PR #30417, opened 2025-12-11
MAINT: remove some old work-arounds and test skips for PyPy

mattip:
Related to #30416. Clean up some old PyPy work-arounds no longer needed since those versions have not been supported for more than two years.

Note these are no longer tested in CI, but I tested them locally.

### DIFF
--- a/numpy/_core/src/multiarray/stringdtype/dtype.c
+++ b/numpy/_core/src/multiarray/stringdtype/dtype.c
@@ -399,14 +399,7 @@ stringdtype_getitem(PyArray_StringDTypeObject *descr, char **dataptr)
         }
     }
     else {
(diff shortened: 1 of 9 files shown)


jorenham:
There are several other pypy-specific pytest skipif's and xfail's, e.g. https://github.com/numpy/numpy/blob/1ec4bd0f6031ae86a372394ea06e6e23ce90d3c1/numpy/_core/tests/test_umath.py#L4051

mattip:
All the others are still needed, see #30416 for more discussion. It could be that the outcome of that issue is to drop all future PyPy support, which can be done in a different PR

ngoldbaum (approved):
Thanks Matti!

--

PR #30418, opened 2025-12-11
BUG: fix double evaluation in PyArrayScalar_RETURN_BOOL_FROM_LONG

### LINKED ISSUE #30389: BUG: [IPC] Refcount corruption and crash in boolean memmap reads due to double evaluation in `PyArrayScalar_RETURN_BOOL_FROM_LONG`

- **Problem description**
Some lines contain the word "opened". Pull each one out of the listing.

- **Exercise answer**
PR #30417, opened 2025-12-11
PR #30418, opened 2025-12-11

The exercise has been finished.